# Old slicer / New slicer



## andre s (Jul 28, 2013)

I just finished a re-handle on an older slicer i bought a few months ago. I did a slight re-profile since the old one was fairly wavy. Also thinned it a bit. We ended up with a 292mm slicer.

Here's the old carbon. No maker's mark as far as i could tell




I used Jobillo at the ends, buffalo horn ferrule in the middle, cocobolo flanking the horn, plastic spacers. it was put together from "scraps". There are two color of corbys because i was left with 1 aluminum and 2 brass from other re-handles. It was a fun project to figure out with leftover parts and pieces. nothing much to lose on an a knife that barely cost anything.
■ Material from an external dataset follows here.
PR #1133, opened 2023-11-09
fix: broken download and install guide links

mario-neuhold:
Just about to install Shopware 5 for the first time when I stumbled upon these dead links in the docs. Found some working ones that might be a better fit.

My wife just used it for the first time (as i'm typing). It made very short order of a cantaloupe and now it's her new favorite knife :laugh:


----------



## Mrmnms (Jul 28, 2013)

The handle looks outrageous . Really nice!


----------



## Dream Burls (Jul 28, 2013)

Beautiful work Andre. Terrific blending of woods, both proportionally and colors. I like it a lot.


----------



## Keith Sinclair (Jul 28, 2013)

Andre looks great,I like hoe you did the revits too against the background diff. woods.


----------



## mr drinky (Jul 28, 2013)

Strong work. 

k.


----------



## brainsausage (Jul 28, 2013)

Awesome.


----------



## Dusty (Jul 28, 2013)

Very classy.


----------



## stereo.pete (Jul 28, 2013)

What a difference, nice work!


----------



## Brad Gibson (Jul 28, 2013)

Sweet western rehandle!


----------



## tripleq (Jul 28, 2013)

Beauty!!


----------



## danielomalley (Jul 29, 2013)

Really elegant rehandle!

-daniel


----------



## ChuckTheButcher (Jul 29, 2013)

That's impressive. I wish I was talented enough to do that.


----------



## Johnny.B.Good (Jul 29, 2013)

What a transformation!

Awesome.


----------



## scotchef38 (Jul 29, 2013)

Great work,looks fantastic.


----------



## andre s (Jul 29, 2013)

Hey all, thanks for the comments! I really didn't know how it would come out until the finish sanding. And even then, before oiling the handle, i wasn't convinced. I'm glad you like it.
cheers!
-Andre


----------



## Lucretia (Jul 29, 2013)

I love it!


----------



## Burl Source (Jul 29, 2013)

Not my style at all.......
But, this looks really good.
Not sure if I am making any sense.
I have never been fond of handles with multiple different woods and spacers but this one looks great.
I like it!


----------



## andre s (Jul 30, 2013)

:lol2: I'm with you on that, Mark.
I try to avoid gilding lilies as much as possible. But, I had to give it a shot...couldn't stop thinking of those bits and pieces of "rejected" wood/plastic/horn etc and how to put them together.
thanks for the note


----------



## highball (Jul 31, 2013)

Nice work


----------



## Mrmnms (Jul 31, 2013)

You hit a home run with your leftovers


----------



## cheflarge (Jul 31, 2013)

Sick! I am pretty good with leftovers, however, they would be consumed shortly after my work! :hungry:


----------



## Mrmnms (Jul 31, 2013)

cheflarge said:


> Sick! I am pretty good with leftovers, however, they would be consumed shortly after my work! :hungry:



Rumor as it that your leftovers are better than tonight's special. BTW, When you making more wurst?


----------